# Directions for this task:
Figure out the number of lines in the entries that hold the string "advOutRecAudioEncoder", then give that number and nothing else.

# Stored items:
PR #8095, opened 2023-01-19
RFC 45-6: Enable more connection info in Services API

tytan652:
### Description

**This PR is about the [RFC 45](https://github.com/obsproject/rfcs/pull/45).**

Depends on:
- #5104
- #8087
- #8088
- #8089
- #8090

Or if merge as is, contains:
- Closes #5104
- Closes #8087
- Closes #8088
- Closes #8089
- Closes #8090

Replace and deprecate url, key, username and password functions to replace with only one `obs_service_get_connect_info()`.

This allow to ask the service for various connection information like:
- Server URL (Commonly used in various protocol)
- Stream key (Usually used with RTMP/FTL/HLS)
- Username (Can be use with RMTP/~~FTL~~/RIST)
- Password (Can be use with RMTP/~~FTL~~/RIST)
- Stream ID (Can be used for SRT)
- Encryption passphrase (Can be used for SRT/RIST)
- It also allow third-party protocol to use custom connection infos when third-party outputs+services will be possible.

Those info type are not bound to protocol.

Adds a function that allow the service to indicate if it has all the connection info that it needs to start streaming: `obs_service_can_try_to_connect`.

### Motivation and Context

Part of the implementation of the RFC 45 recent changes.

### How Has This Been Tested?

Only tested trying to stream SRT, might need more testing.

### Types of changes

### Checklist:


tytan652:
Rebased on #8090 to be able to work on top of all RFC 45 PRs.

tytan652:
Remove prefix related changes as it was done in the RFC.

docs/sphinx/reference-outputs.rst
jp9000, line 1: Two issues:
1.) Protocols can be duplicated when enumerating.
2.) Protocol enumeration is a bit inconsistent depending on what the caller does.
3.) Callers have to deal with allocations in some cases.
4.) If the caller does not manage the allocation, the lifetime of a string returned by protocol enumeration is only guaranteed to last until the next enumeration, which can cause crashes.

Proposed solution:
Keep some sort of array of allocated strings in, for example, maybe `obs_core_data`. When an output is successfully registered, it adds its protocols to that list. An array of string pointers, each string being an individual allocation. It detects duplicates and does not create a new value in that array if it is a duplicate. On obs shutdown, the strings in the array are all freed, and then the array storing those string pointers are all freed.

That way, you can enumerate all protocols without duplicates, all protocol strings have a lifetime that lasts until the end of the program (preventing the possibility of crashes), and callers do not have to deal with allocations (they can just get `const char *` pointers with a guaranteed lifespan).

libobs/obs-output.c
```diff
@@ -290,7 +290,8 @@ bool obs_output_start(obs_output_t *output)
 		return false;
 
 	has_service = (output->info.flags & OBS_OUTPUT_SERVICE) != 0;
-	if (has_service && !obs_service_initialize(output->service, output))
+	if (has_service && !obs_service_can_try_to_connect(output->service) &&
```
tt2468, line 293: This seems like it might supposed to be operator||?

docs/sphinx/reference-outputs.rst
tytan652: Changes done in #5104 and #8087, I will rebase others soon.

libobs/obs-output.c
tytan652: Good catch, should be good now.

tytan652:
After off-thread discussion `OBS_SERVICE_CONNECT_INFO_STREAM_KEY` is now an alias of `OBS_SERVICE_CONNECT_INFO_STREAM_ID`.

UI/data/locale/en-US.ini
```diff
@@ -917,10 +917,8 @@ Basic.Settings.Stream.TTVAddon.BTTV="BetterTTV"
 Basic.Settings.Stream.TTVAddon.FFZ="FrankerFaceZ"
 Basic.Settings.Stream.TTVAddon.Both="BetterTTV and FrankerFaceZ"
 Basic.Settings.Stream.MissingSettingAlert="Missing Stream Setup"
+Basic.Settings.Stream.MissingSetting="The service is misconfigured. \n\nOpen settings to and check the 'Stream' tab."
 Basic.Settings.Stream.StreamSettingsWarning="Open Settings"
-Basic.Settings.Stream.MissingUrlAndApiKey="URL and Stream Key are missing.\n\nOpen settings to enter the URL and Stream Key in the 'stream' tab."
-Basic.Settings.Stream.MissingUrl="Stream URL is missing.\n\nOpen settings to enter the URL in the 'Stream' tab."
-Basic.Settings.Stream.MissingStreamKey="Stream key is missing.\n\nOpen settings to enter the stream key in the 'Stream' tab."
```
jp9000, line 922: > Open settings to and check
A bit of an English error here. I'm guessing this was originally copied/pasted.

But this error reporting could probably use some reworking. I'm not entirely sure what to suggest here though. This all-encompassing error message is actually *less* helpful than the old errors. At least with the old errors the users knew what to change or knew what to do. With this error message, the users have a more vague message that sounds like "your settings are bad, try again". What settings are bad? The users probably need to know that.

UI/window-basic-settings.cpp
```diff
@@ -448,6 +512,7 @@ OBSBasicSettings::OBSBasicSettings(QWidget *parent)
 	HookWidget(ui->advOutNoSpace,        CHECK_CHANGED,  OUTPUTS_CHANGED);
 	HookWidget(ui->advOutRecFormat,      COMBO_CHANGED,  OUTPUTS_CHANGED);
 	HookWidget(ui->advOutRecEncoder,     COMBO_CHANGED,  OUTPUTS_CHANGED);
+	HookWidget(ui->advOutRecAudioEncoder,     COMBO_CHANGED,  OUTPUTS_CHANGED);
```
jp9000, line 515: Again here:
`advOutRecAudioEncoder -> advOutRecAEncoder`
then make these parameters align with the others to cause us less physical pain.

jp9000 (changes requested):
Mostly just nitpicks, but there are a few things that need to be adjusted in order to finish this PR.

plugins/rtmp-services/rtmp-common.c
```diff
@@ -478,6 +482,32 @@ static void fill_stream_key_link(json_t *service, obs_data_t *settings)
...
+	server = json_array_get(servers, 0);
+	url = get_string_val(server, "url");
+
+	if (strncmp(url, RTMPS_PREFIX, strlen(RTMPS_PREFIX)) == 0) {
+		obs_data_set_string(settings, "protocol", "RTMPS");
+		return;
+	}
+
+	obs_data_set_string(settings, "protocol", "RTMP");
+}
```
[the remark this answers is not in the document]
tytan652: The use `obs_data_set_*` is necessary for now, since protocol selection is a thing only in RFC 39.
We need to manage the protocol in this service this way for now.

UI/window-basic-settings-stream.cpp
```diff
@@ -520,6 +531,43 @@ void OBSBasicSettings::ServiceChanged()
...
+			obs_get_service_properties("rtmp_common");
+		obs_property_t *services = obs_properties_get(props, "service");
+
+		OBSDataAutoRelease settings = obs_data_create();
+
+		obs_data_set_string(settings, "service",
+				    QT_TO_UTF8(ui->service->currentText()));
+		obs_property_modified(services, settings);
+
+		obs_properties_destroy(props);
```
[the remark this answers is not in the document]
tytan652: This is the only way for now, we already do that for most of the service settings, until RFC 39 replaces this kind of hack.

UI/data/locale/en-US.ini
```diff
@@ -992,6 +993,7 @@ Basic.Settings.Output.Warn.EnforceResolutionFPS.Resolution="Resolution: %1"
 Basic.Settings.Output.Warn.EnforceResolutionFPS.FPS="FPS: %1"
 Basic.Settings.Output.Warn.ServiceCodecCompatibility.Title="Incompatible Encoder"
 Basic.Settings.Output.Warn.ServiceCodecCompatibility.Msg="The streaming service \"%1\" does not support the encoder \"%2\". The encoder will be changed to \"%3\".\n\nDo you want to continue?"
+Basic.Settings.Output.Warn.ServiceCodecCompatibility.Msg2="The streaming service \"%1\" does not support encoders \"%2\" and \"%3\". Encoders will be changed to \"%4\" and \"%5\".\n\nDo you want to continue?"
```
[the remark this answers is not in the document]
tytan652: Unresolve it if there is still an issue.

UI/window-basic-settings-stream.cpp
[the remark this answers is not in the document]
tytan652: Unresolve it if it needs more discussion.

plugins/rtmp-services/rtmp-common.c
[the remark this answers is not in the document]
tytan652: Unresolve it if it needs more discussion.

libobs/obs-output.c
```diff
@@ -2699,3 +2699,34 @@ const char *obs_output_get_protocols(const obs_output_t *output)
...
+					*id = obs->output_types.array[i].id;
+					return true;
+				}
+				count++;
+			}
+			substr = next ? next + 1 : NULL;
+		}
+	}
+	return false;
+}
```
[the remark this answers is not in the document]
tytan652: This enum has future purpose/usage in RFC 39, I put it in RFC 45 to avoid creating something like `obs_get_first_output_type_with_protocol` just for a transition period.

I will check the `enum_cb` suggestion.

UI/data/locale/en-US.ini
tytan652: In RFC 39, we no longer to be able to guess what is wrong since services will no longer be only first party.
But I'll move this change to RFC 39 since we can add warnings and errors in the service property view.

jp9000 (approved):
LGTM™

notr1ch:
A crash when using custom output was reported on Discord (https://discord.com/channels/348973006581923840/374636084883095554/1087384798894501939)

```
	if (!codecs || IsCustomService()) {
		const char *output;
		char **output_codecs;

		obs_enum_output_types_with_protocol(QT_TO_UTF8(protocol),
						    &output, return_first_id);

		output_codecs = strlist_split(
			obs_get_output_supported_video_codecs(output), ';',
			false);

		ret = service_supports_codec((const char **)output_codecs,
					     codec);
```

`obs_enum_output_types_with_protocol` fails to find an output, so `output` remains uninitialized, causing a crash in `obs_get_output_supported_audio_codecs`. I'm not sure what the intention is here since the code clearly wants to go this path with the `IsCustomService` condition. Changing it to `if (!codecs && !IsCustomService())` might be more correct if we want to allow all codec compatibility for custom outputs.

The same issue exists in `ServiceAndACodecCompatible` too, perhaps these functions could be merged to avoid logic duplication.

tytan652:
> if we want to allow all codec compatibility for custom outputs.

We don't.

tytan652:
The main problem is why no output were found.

# Response for this exercise:
2